The wallet pays per call. Your USDC balance goes down. Your code never touches a billing dashboard.

What This Actually Costs

The minimum per-request charge is $0.001. Above that, you pay the model's native rate plus a small gateway fee — typically 1-3% of the underlying cost. There is no subscription, no monthly minimum, no inactive-account fee.

A few example calls (May 2026 prices):

Model	Input	Output	Typical call cost
`deepseek/deepseek-v4-pro`	$0.27/M	$1.10/M	$0.0005 – $0.005
`anthropic/claude-haiku-4.5`	$1.00/M	$5.00/M	$0.002 – $0.02
`openai/gpt-5`	$1.25/M	$10/M	$0.003 – $0.05
`anthropic/claude-opus-4.7`	$15/M	$75/M	$0.05 – $1.00

You only pay for the tokens you use. The wallet's USDC balance is your hard ceiling — when it hits zero, the gateway stops accepting calls. No overdraft, no surprise invoice, no $47K loop.

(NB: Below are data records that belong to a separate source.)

PR #407, opened 2026-07-07
Redesign score entry: arc-gauge dial + Score Assist comparisons

brian-norman:
## What

Redesigns score entry around a single reusable panel and adds **Score Assist**, a comparison flow for members who aren't sure what to score.

**Arc-gauge dial** — the score field is a semicircular gauge: drag the handle along the arc (snapping to 0.5 steps) or type a precise score in the center input. Verdict bands (Awful → Masterpiece) color the arc, readout, and label. Typing is validated live: values past two decimals are truncated, out-of-range values clamp with an explanatory pill ("Max is 10 — set to 10.0"), and either correction shakes the input.

**One entry surface everywhere** — the details drawer's footer CTA ("Rate this movie" / "Edit score") expands in place into the score panel, and the reviews table's score cell opens the same panel in an anchored popover. The Save button matches the CTA's size and shape, so the footer keeps one consistent button across states.

**Score Assist** — members who have scored ≥5 works get a "Compare movies you've rated" button. It asks up to five "Which did you like more?" questions — answered by tapping the poster cards directly (hover ring + "Tap the one you liked more" hint) — binary-searching the member's own 0–10 scale. When the session converges, the suggested score is saved immediately and a toast announces it ("We picked 8/10 for Dune"). "Too close to call" adopts the compared work's score; "Skip" swaps in another work.

## How

- The assist algorithm is a pure, unit-tested state machine (`scoreAssistLogic.ts`). Pivots come from the rank-middle third of eligible candidates (so clumped scores still halve the search space), preferring works most similar to the target (shared directors/genres for movies, authors/subjects for books) via a feature-local `Record<WorkType, ...>` registry.
- Eligibility is computed client-side from the cached reviews query — no new endpoints or schema changes.
- Copy derives from `clubTypeConfig(type).noun`, so book clubs read "Which book did you like more?" with no inline club-type branches.
- `scoreScale.ts` is the single source of truth for the 0–10 bounds/step; `useSubmitScore(clubSlug)` collapses the repeated "reviewId ? update : create" mutation.
- `useBackButtonClose` now coordinates stacked overlays: closing the top layer no longer dismisses the overlay beneath it.

## Testing

214 tests pass (algorithm, similarity, and dial-geometry units; component specs for the panel, dock, modals, and assist flow with MSW spies), plus lint and type-check. Verified end-to-end in a real browser against `netlify dev` on desktop and mobile: dial drag/typing with clamp + shake, drawer and table entry points, and the full compare flow through auto-save and toast.


src/common/haptics.ts
```diff
@@ -0,0 +1,36 @@
...
+ * - iOS (18+): Safari never implemented `navigator.vibrate`, but toggling a
+ *   native switch control (`<input type="checkbox" switch>`) via a label
+ *   click fires the system haptic tick, so we synthesize one off-DOM.
+ *
+ * Everywhere else (desktop, older iOS) this is a harmless no-op.
+ */
+
+const TICK_MS = 10;
+
+const clickHiddenSwitch = (): void => {
```
cole-adams: This seems overly hacky. Maybe just remove

src/common/workDisplay.ts
```diff
@@ -69,3 +69,40 @@ export function workSubtitle(
...
+  if (hours === 0) return `${rest}m`;
+  return rest === 0 ? `${hours}h` : `${hours}h ${rest}m`;
+}
+
+/**
+ * A one-line, media-appropriate summary shown under the title in the details
+ * drawers: "2h 35m · Adventure, Science Fiction" for movies, "Frank Herbert ·
+ * 412 pages" for books. Undefined when there is nothing to show.
+ */
+export function workMetaLine(
```
cole-adams: Lets move this function to the club type config

src/features/reviews/components/ScoreAssistFlow.vue
```diff
@@ -0,0 +1,146 @@
...
+  result,
+  answer: answerSession,
+  progressLabel,
+} = useScoreAssist(props.target, props.candidates);
+
+const noun = computed(() => clubTypeConfig(props.clubType).noun);
+
+// The whole card is the answer button; hover/focus affordances (ring + lift)
+// signal that the posters themselves are what you tap.
+const posterButtonClass =
```
cole-adams: Why not just inline this in the two places? We don't do this anywhere else. It's generally an anti-pattern to set a list of classes to a variable in tailwind. If you really need to keep them common, create a new component

src/features/reviews/components/ScoreDial.vue
```diff
@@ -0,0 +1,246 @@
...
+// The draft score stays a string so the input round-trips partial typing
+// ("8.", "") and preserves the exact decimals the user entered; the arc only
+// reacts once the string parses to a valid score.
+const model = defineModel<string>({ required: true });
+
+const emit = defineEmits<{
+  (e: "save"): void;
+}>();
+
+const arcTransition = "transition-all duration-fast ease-standard";
```
cole-adams: No class variables

src/features/reviews/components/WorkDetailsContent.vue
```diff
@@ -508,6 +395,35 @@ const displayYear = computed(() =>
...
 
+// "2h 35m · Adventure, Science Fiction" (movies) / "Frank Herbert · 412 pages"
+// (books), shown in the hero under the title. Runtime and genres live here, so
+// the Details section below only carries what the hero doesn't.
+const metaLine = computed(() =>
+  workMetaLine(props.movie.original.externalData),
+);
+
+const overview = computed(
+  () => movieData.value?.overview ?? bookData.value?.description,
```
cole-adams: Club type config

src/features/reviews/components/WorkDetailsContent.vue
cole-adams, line 1: Outside the scope of this PR, but I would love to see this refactored in such a way that the club config contains the information and components to render this panel for each of the club types. This component has huge risk of growing with club types as it has so much type-specific logic

src/features/reviews/composables/scoreAssistSimilarity.ts
```diff
@@ -0,0 +1,67 @@
...
+}
+
+/**
+ * Feature-local club-type registry (see .claude/rules/code-quality.md):
+ * similarity is Score Assist logic over the lib work-data shapes, so it lives
+ * here keyed by WorkType rather than in the shared CLUB_TYPE_CONFIG. The
+ * exhaustive Record means a new work type won't compile until it defines its
+ * notion of similarity.
+ */
+const SIMILARITY_BY_WORK_TYPE: Record<WorkType, WorkSimilarity> = {
```
cole-adams: Can we include this logic in the club type config? I don't think it just needs to be copy. We can expand all club type logic into subfiles and just register them in the config

src/features/reviews/scoreBands.ts
```diff
@@ -0,0 +1,26 @@
+/**
+ * Verdict bands for the score dial: each score maps to a label and an accent
+ * color used for the arc fill, the score readout, and the clamp notice pill.
+ * Registry-style (like CLUB_TYPE_CONFIG) so new bands are one entry here, not
```
cole-adams, line 4: I think this reads a little too much into the claude rules LOL, but not a bad way to do it

src/features/watch-list/components/ListItemDetailsContent.vue
```diff
@@ -208,4 +217,13 @@ const posterUrl = computed(() =>
 
 // Release year (movies) or first-published year (books), via the shared helper.
 const displayYear = computed(() => workSubtitle(props.movie.externalData));
+
+// "2h 35m · Adventure, Science Fiction" (movies) / "Frank Herbert · 412 pages"
+// (books), shown in the hero under the title. Runtime and genres live here, so
+// the Details section below only carries what the hero doesn't.
+const metaLine = computed(() => workMetaLine(props.movie.externalData));
+
+const overview = computed(
```
cole-adams: Use club type config

src/features/watch-list/components/ListItemDetailsContent.vue
```diff
@@ -208,4 +217,13 @@ const posterUrl = computed(() =>
 
 // Release year (movies) or first-published year (books), via the shared helper.
 const displayYear = computed(() => workSubtitle(props.movie.externalData));
+
+// "2h 35m · Adventure, Science Fiction" (movies) / "Frank Herbert · 412 pages"
+// (books), shown in the hero under the title. Runtime and genres live here, so
+// the Details section below only carries what the hero doesn't.
+const metaLine = computed(() => workMetaLine(props.movie.externalData));
```
cole-adams, line 219: Use club type config

src/service/useReviews.ts
```diff
@@ -186,6 +186,34 @@ export function useUpdateReviewScore(clubSlug: string) {
...
+  return ({
+    workId,
+    reviewId,
+    score,
+  }: {
+    workId: string;
+    reviewId?: string;
+    score: number;
+  }) => {
+    if (isDefined(reviewId) && reviewId !== "") {
```
cole-adams: Helper `hasValue` does this check

cole-adams (changes requested):

src/common/haptics.ts
brian-norman: The hacky part was the iOS-Safari fallback (it clicked a hidden native `<switch>` to borrow a system haptic tick). I ripped that out in `5410b55` — `hapticTick` is now just the standard Vibration API (~5 lines), a clean no-op on Safari/desktop, used only for the dial's detent ticks on Android. Happy to delete it wholesale if you'd still rather not carry the feature, but the remaining code isn't doing anything sketchy anymore.

src/common/workDisplay.ts
brian-norman: Done in `46f5951`. `subtitle`/`metaLine`/`overview` now live on `CLUB_TYPE_CONFIG[type].display`, and `workSubtitle`/`workMetaLine`/`workOverview` are thin helpers that dispatch on `externalData.kind` — no more inline movie-vs-book branch. (Kept the narrowers `asMovie`/`asBook` and `workPosterUrl` in `workDisplay.ts` to avoid a `clubType → workDisplay → clubType` import cycle.)

src/features/reviews/components/ScoreAssistFlow.vue
brian-norman: Inlined into both buttons and dropped the variable (`46f5951`).

src/features/reviews/components/ScoreDial.vue
brian-norman: Inlined the arc transition into both `:class` bindings (`46f5951`).

src/features/reviews/components/WorkDetailsContent.vue
brian-norman: `overview` now reads from the registry via `workOverview(...)` instead of `movieData?.overview ?? bookData?.description` (`46f5951`).

src/features/reviews/components/WorkDetailsContent.vue
brian-norman: Agreed — that's the right long-term shape, and I've left the full "config owns the panel components per club type" refactor as follow-up since it's bigger than this PR. The display + similarity extraction here moves in that direction: per-type logic is now registered on the config rather than sprinkled through the component.

src/features/reviews/composables/scoreAssistSimilarity.ts
brian-norman: Moved it onto the config: each entry now has a `similarity(target, candidate)` and `workSimilarity(type, ...)` just delegates. Deleted `scoreAssistSimilarity.ts` entirely (`46f5951`). Worth noting it only ever touched `lib`/`common` shapes (`DetailedWorkData`, `asMovie`/`asBook`), so putting it in `common/clubType.ts` doesn't invert the `common → feature` dependency the way the statistics `WorkStatsData` case would.

src/features/reviews/scoreBands.ts
brian-norman: Ha, fair 😄 — left the bands as-is. They're a plain data table so the "registry" framing is basically free here; not worth restructuring.

src/features/watch-list/components/ListItemDetailsContent.vue
brian-norman: `overview` here is registry-driven now via `workOverview(...)` (`46f5951`).

src/features/watch-list/components/ListItemDetailsContent.vue
brian-norman: `metaLine`/`subtitle`/`overview` all go through the club-type config helpers now (`46f5951`).

src/service/useReviews.ts
brian-norman: Switched to `hasValue(reviewId)` (`46f5951`).

brian-norman:
Thanks for the review @cole-adams — addressed everything in `46f5951`:

- **Club-type config** — moved `subtitle`/`metaLine`/`overview` and Score Assist `similarity` onto `CLUB_TYPE_CONFIG`; the shared helpers dispatch on `externalData.kind`/`WorkType` and `scoreAssistSimilarity.ts` is gone. Per-type logic is now registered on the config rather than branched inline.
- **No class variables** — inlined the ScoreDial arc-transition and ScoreAssistFlow poster-button classes.
- **`hasValue(reviewId)`** in `useSubmitScore`.
- **Haptics** — the hacky iOS fallback was already removed in `5410b55`; what's left is a plain Vibration-API tick. Flagged inline in case you'd still prefer to drop it entirely.
- Left the "config owns the panel components per club type" rework as a follow-up (noted inline) since it's larger than this PR.

`type-check`, `lint`, and all 218 tests pass.

cole-adams (approved):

Why USDC, and Why Per-Call

USDC because it settles in seconds, is fully reserve-backed, and works on Base and Solana — both of which support sub-cent payments without onerous gas fees. Stablecoin = no exchange-rate volatility between the moment you authorize and the moment the call lands.

Per-call because that's the natural unit of LLM consumption. You don't subscribe to a CDN per month — you pay per byte. LLM inference is the same shape: per token, per request. Subscription pricing exists because credit card rails can't economically settle a $0.001 transaction. Stablecoin rails can.

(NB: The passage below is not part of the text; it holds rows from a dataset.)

PR #413, opened 2026-07-13
Add spotlight review facts with share shortcut

brian-norman:
## Summary

Once **every club member has scored** a work, one "spotlight fact" appears below the club average — in the review drawer and on the shared review page. Most reviews intentionally produce nothing; facts are gated by thresholds so they stay special.

### Fact kinds (ranked, first match wins)

1. **All-time record** — highest/lowest-rated in club history (needs 10+ scored works)
2. **Count milestone** — 10th, 25th, 50th, 100th, … review
3. **Most divisive ever** — widest score spread in club history (spread >= 4, 10+ works)
4. **Best/worst of the year** — needs a 5+ work cohort that year
5. **Director/author record** — best/worst of 3+ works by the same person
6. **Actor milestone** — 5th, 10th, … movie featuring the same actor
7. **First genre** — first movie of a genre (after 10+ works of history)
8. **TMDB hot take** — club average deviates >= 2.5 points from TMDB

### Implementation notes

- `computeReviewFact()` is one pure function computed client-side from the public reviews-list endpoint (the same one the shared statistics page uses), so the drawer and the anonymous share page render the identical fact with no new backend.
- Generators live in a `Record<WorkType, FactGenerator[]>` registry (same pattern as `WORK_STATS_BUILDERS`) — book clubs get author records instead of director/actor/genre facts, and a new work type will not compile without declaring its list.
- The fact card gets gradient-border + glow treatment and carries a share icon button that re-shares the review link (native share on mobile, clipboard on desktop).
- Count-based facts only look at works up to the target, so "your 50th movie" stays true when revisited later; records compare against full history.
- New mdi icons are registered in `src/icons.ts`, with a `FACT_ICONS` registry test in `icons.test.ts` (fact icons reach templates via a computed, invisible to the static scan).

### Testing

- 13 unit tests for the fact engine (gating, ranking, each generator)
- Verified in the running app: drawer + share page both render the fact ("Hot take" fires for *Something* in the cole-test dev club), and the share button copies the link


src/features/reviews/components/WorkDetailsContent.vue
```diff
@@ -376,6 +406,56 @@ const cancelDateEdit = () => {
...
+// for the drawer's opening frame, so the computed stays null until the browser
+// goes idle after mount — the drawer paints and slides in immediately, then
+// the fact card transitions in. The component is keyed by movie.id, so the
+// gate re-arms on every open/work switch.
+//
+// The dismiss animation needs the same protection: the drawer stays mounted
+// until its leave transition finishes, so a still-pending idle callback (or
+// its timeout) can land mid-close — the `dismissing` guard skips the scan
+// then, since a fact appearing in a closing drawer helps no one.
+const { data: allReviews } = useReviewsList(clubId);
```
cole-adams, line 417: Doesn't this kinda defeat the purpose of your new PR sliming down what we need to render reviews? Should be do review fact computation serverside?

src/features/reviews/reviewFacts.ts
```diff
@@ -0,0 +1,616 @@
...
+export function computeReviewFact(
+  reviews: DetailedReviewListItem[],
+  members: readonly { id: string }[],
+  workId: string,
+): ReviewFact | null {
+  if (!hasElements(members)) return null;
+  const target = reviews.find((review) => review.id === workId);
+  if (!isDefined(target)) return null;
+
+  const allScored = members.every((member) => {
```
cole-adams: Why this restriction? A member who isn't reviewing works would prevent facts from showing up. With how the book club is setup, they would never see any facts because you don't review the books

src/features/reviews/reviewFacts.ts
```diff
@@ -0,0 +1,616 @@
...
+ *
+ * Facts only unlock once *every* club member has scored the work — that keeps
+ * them from spoiling scores mid-round and marks the moment a review is
+ * "complete". Most reviews won't produce one; that's by design.
+ */
+export function computeReviewFact(
+  reviews: DetailedReviewListItem[],
+  members: readonly { id: string }[],
+  workId: string,
+): ReviewFact | null {
```
cole-adams: nit: prefer undefined over null

cole-adams (changes requested):

src/features/reviews/components/WorkDetailsContent.vue
brian-norman: Good callout. On the reviews page this doesn't actually add a fetch — the reviews table already loads `/list/reviews` to render, so the fact computation just reuses the cached detailed list. `SharedReviewView` already fetches it too for the public shared page. So there's no extra payload cost today.

You're right that it couples facts to the heavy detailed payload, which cuts against the slimming in #421. Rather than stand up a dedicated server endpoint in this PR, I'd like to leave it client-side for now and revisit once #421 lands: `computeReviewFact` is already a pure function, so moving it behind a small `GET /reviews/:workId/fact` endpoint at that point is a clean lift. Flagging it as a known follow-up.

src/features/reviews/reviewFacts.ts
brian-norman: Good catch — fixed in a5f3bca. Dropped the every-member gate entirely; a fact now shows as soon as the work has a club average (i.e. at least one score). That unblocks book clubs where not everyone reviews each work. Also removed the now-unused `members` argument and the `useMembers` fetch from the drawer, and added a test asserting a fact surfaces when only some members have scored.

src/features/reviews/reviewFacts.ts
brian-norman: Done in a5f3bca — `computeReviewFact` and all the generators now return `undefined`.

cole-adams (approved):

Together, those two choices remove every reason to maintain a balance, an account, or a key.

When Per-Call Beats Subscription

Bursty workloads. You spend $200 one day, $0 the next. Subscriptions force you to pay for the peak as if it were the average.
Multi-model evaluation. Trying GPT-5 vs Claude vs DeepSeek vs Gemini for a benchmark? With per-call you swap models in a string, with subscriptions you sign up four times.
Autonomous agents. An agent can't fill out a Stripe form. It can sign an EIP-712 message.
One-off scripts. You needed a model once, for one task. Why are you maintaining an account?

When subscription still wins: a fleet of human users hammering a single model 24/7. There the volume amortizes the lock-in. For everything else, pay-per-call in USDC is strictly faster, strictly cheaper, and strictly less paperwork.

Going Live

The BlockRun gateway is at blockrun.ai/v1. It's OpenAI-compatible — every endpoint maps to the OpenAI SDK shape — and supports x402 on Base (blockrun.ai) and Solana (sol.blockrun.ai).

Pick a model from the catalog. Top up a wallet with $5 of USDC. Send the request. Watch it land on-chain.

The internet wasn't built for machines to pay. We're building the layer that is — and it works for humans too.